Background: Rosemary, Rosmarinus (R.) officinalis L. is a well-known plant with several useful properties such as analgesic, anti-inflammatory and anti-neurodegenerative. It has been used in folk medicine to alleviate rheumatic pain, stomachache and dysmenorrhea. Rosemary has several constituents such as rosmarinic acid which can be responsible for therapeutic properties been noted with rosemary. The aim of this study was to investigate the potential anti-inflammatory effects of R. officinalis and rosmarinic acid in a rat model of sciatic nerve chronic constriction injury (CCI)-induced neuropathic pain to verify usage of rosemary in folk medicine.
Methods: Rats underwent CCI, were treated with either normal saline, ethanolic extract of aerial parts of R. officinalis (400mg/kg, i.p.) or rosmarinic acid (40mg/kg, i.p.) from the day of surgery (day 0) for 14days.
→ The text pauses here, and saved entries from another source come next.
PR #1354, opened 2023-12-13
Deprecate old Q-Chem recipes and use `terminate_on_nonzero_returncode`

Andrew-S-Rosen:
@samblau


Andrew-S-Rosen:
Starting over because the rename is dsajkldsjladsakl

The anti-inflammatory effects of R. officinalis extract and rosmarinic acid were evaluated by assessing the levels of some spinal inflammatory markers including cyclooxygenase-2 (COX2), prostaglandin E2 (PGE-2), interleukin 1 beta (IL-1β), matrix metallopeptidase 2 (MMP2) through western blotting and nitric oxide (NO) production via Griess reaction on days 7 and 14 post-surgery.
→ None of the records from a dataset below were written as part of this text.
PR #1379, opened 2023-12-16
Espresso: improved preset handler + more presets

tomdemeyere:
### Checklist

- [ ] I have added relevant unit tests.

### Notes

- Your PR will likely not be merged without proper and thorough tests, even if it's for a "simple" fix.

## Summary of Changes

More presets for the espresso calculator, I am not done yet but I open this PR to discuss a little bit more about presets. For now I created new presets for specific cases (metals, semiconductors) where I copied the pseudopotentials part from the previous two presets.

Should it be possible for the user to specify more than one preset i.e:

``` python

(..., preset = 'my-param-preset, pseudopotentials = 'my-pp-preset', ...)
(..., presets = ['my-param-preset, 'my-pp-preset'], ...)
(..., preset = 'my-big-preset-containing-both--pp--and-param', ...)

```


buildbot-princeton:

src/quacc/calculators/espresso/presets/bulk_metal_precision.yaml
Andrew-S-Rosen, line 1: Rather than duplicating information between presets, like the pseudopotentials, you should have a separate YAML for the pseudopotentials and then have that be inherited by all child YAML files that use it. See [this example](https://github.com/Quantum-Accelerators/quacc/blob/main/src/quacc/calculators/vasp/presets/BulkSet.yaml). Any parameter with `parent_` in the name will refer to a parent YAML file that will be inherited as the base set. This is mentioned in the `load_yaml_calc` [docstring](https://github.com/Quantum-Accelerators/quacc/blob/9f97088f3a8817750dfb68ef62340d7979ce319c/src/quacc/utils/files.py#L129-L134).

Andrew-S-Rosen (commented):
@tomdemeyere: Thanks for this. I left a comment here explaining the situation. In quacc, it is possible to have one YAML file inherit from another one, so there is never a need to duplicate parameters (see comment for details).

Something like the following would do what you need without duplication:

```yaml
input_data:
  system:
    occupations: smearing
    smearing: marzari-vanderbilt
    degauss: 0.005
  electrons:
    conv_thr: 1.0e-12
    mixing_mode: TF
    mixing_beta: 0.7

kspacing: 0.10

parent_pseudos: ssp_1.3.0_pbe_efficiency.yaml
```

Additionally, if you want the user to be able to mix-and-match pseudopotential sets and input parameter-based YAML files, you can add a custom `pseudopotentials` kwarg to the calculator. This is how the `Vasp` calculator works. The user can load in a preset of settings, which may or may not include pseudopotentials, and they can also override those pseudopotentials by setting the `setups` parameter in the `Vasp` calculator (`setups` is ASE jargon for pseudopotentials in VASP).

src/quacc/calculators/espresso/presets/bulk_metal_efficiency.yaml
```diff
@@ -0,0 +1,635 @@
...
+    smearing: marzari-vanderbilt
+    degauss: 0.01
+  electrons:
+    conv_thr: 1.0e-10
+    mixing_mode: TF
+    mixing_beta: 0.7
+
+kspacing: 0.25
+
+pseudopotentials:
```
Andrew-S-Rosen, line 17: Can probably be `parent_pseudopotentials: sssp_1.3.0_pbe_efficiency.yaml` if I understand correctly.

src/quacc/calculators/espresso/presets/semiconductors_precision.yaml
```diff
@@ -0,0 +1,635 @@
...
+    smearing: gaussian
+    degauss: 0.005
+  electrons:
+    conv_thr: 1.0e-12
+    mixing_mode: local-TF
+    mixing_beta: 0.6
+
+kspacing: 0.20
+
+pseudopotentials:
```
Andrew-S-Rosen, line 17: Can probably be `parent_pseudopotentials: sssp_1.3.0_pbe_precision.yaml`.

src/quacc/calculators/espresso/presets/sssp_1.3.0_pbe_precision.yaml
```diff
@@ -0,0 +1,623 @@
+# SSSP PBE Efficiency v1.3.0
+# https://doi.org/10.1038/s41524-018-0127-2
+# https://www.materialscloud.org/discover/sssp/table/efficiency
```
Andrew-S-Rosen, line 3: Docstring should presumably be updated to the "precision" version.

tomdemeyere:
Thanks for the info, indeed the 'parent' mechanism is all I was looking for, I used it in pretty much every new presets. As you will see I changed the function the parse_pp_and_cutoff in espresso.utils to reflect the new changes in presets.

Something you might not like is the new ability to modify the Atoms object directly by a preset, If not I can probably find another way to do what I want.

I added a test to make sure everything is working correctly and that the priority between calc_default, user defined kwargs and presets kwargs is respected.

Andrew-S-Rosen:
@tomdemeyere: Great! Glad that feature could help streamline things.

Would you be able to walk me through the logic for having the `pbc: [True, True, True]` in the preset? Maybe once I understand the context a bit more, I can help make a suggestion that is a bit less roundabout. It would indeed be nice to mess with the `Atoms` object if possible, but more-so I am looking to understand the use case you have in mind.

tomdemeyere:
Specifying pbc: [True, True, **False**] would make things work better with ase.io.write_espresso_in for example. If you specify the kspacing (which is a single float), the k-grid generated with the specified pbc's would have no k-point along the third dimension.

This is completely avoidable, for example by manually calling the function kspacing_to_grid from ase as a workaround. I just thought that changing Atoms inside presets might be an interesting idea that you might want to hear about, but after second thoughts changing it might raise a few other problems

Andrew-S-Rosen:
Ah thanks for clarifying! Yeah, I think I'd prefer this to be taken care of outside the presets. After all, the user may set no preset and also this behavior is not immediately obvious to a new user. In general, I like to abide by the principle of least surprise. Let's keep setups to just input parameters to the calculator.

tomdemeyere:
@Andrew-S-Rosen Presets still contains atoms_info but it is not used to modify the Atoms object, instead, it creates an atoms copy and calls spacing_to_grid manually.

Creating an entire copy might be overkill for now, but will be useful in the future if other checks are performed

This should be pretty good to go as it is, I suspect there are some details you might want to check

Andrew-S-Rosen:
> @Andrew-S-Rosen Presets still contains atoms_info but it is not used to modify the Atoms object, instead, it creates an atoms copy and calls spacing_to_grid manually.
> 
> Creating an entire copy might be overkill for now, but will be useful in the future if other checks are performed
> 
> This should be pretty good to go as it is, I suspect there are some details you might want to check
> 
> EDIT: re-reading your last comment I realise you probably want no "atoms_info" in presets at all, I will find a way to delete them

Thanks for the update!

One option that you might prefer is to create a separate module called `slabs.py` where the default preset is set to one of your slab presets, and in that recipe you could also set `atoms.pbc` as needed. See the [analogous module for VASP](https://github.com/Quantum-Accelerators/quacc/blob/main/src/quacc/recipes/vasp/slabs.py). This is entirely optional though. I just wanted to let you know of an alternate way to think about this.

Regarding the atoms info, a reason that I'm not a huge fan of the `atoms_info` key in the YAML file is that it is effectively a hidden feature. I try to ensure that the YAML parameters have 1:1 correspondence with calculator parameters, so it's obvious what can and can't be set. Here, the YAML is supporting some "hidden convenience magic". Also, one might think it would be `atoms.info` that is being set when in reality, that's not the case.

I'm not sure off-hand if there are other parameters behaving similarly, e.g. `kspacing`. If there are any parameters set in the YAML that are not direct arguments for the calculator, please take a moment to add them as defined, optional keyword arguments to the `Espresso` class that way they are documented and more generic.

Otherwise, this looks good and I'm happy to merge once that minor detail is sorted out. Thank you!

Andrew-S-Rosen:
@tomdemeyere: For a simple fix, we can consider adding and documenting a kwarg to the Espresso calculator that is `slab: bool = False`. If set to `True`, then the PBCs can be set appropriately. Then in the YAML, you could have `slab: true`.

tomdemeyere:
> @tomdemeyere: For a simple fix, we can consider adding and documenting a kwarg to the Espresso calculator that is `slab: bool = False`. If set to `True`, then the PBCs can be set appropriately. Then in the YAML, you could have `slab: true`.

With these solutions, a user who uses the ESM presets without setting this additional parameter or without using the specific workflow/job would be very likely to create a non-functional calculation (ESM in QE refuses any k-points that is not in the x y 0 plane) which is not ideal for a preset.

So far I am trying to find a solution for a preset that is:

- Self-contained (no need for additional parameters for a calculation to be functional)
- Does not use any kind of hidden features (although we could argue that input_atoms is a parameter of the Espresso calc)

Additionally, I think it is very important that users can feel they have a global grasp of what is going on when using quacc (and by that, I mean which parameters are doing what and when), and adding such a specific "slab" might be confusing in this regard. When I was trying a different workflow engine, I quickly got overwhelmed by how many parameters there were, and understanding the overlap between them was complicated and time-consuming.

For now, I am thinking about the possibility of turning kspacing into a 3-element list, that would allow the preset to specify the spacing in each direction. It's not ideal because it does not respect the original definition of the calculator though...

Andrew-S-Rosen:
It sounds like this might be resolved by having the dedicated slab workflows. But I will trust your best judgment in the end.

I agree that minimizing the number of non-standard parameters is ideal for the sake of the user.

tomdemeyere:
No satisfying solution here in my opinion, slab presets will not have any k-point information. It will be up to the user to specify them.

It should be good to go if you are happy with it

Andrew-S-Rosen:
@tomdemeyere: Thanks for this nice PR. I am happy to merge as-is. We can always revisit things later if desired.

Results: CCI rats exhibited a marked expression in the levels of inflammatory markers (COX2, PGE-2, IL-1β, MMP2 and NO) on both days 7 (p<0.001) and 14 (p<0.001). Rosmarinic acid and ethanolic extract of R. officinalis were able to decrease amounts of mentioned inflammatory markers on both days 7 (p<0.001) and 14 (p<0.001).
Conclusion: Our data support the traditional use of R. officinalis as an effective remedy for pain relief and inflammatory disorders. It also suggests that the ethanolic extract of R. officinalis and rosmarinic acid through modulating neuro-inflammation might be potential candidates in treating neuropathic pain and different neurological disorders associated with inflammation.
Keywords: Chronic constriction injury; Inflammatory markers; Neuropathic pain; Rosmarinic acid; Rosmarinus officinalis.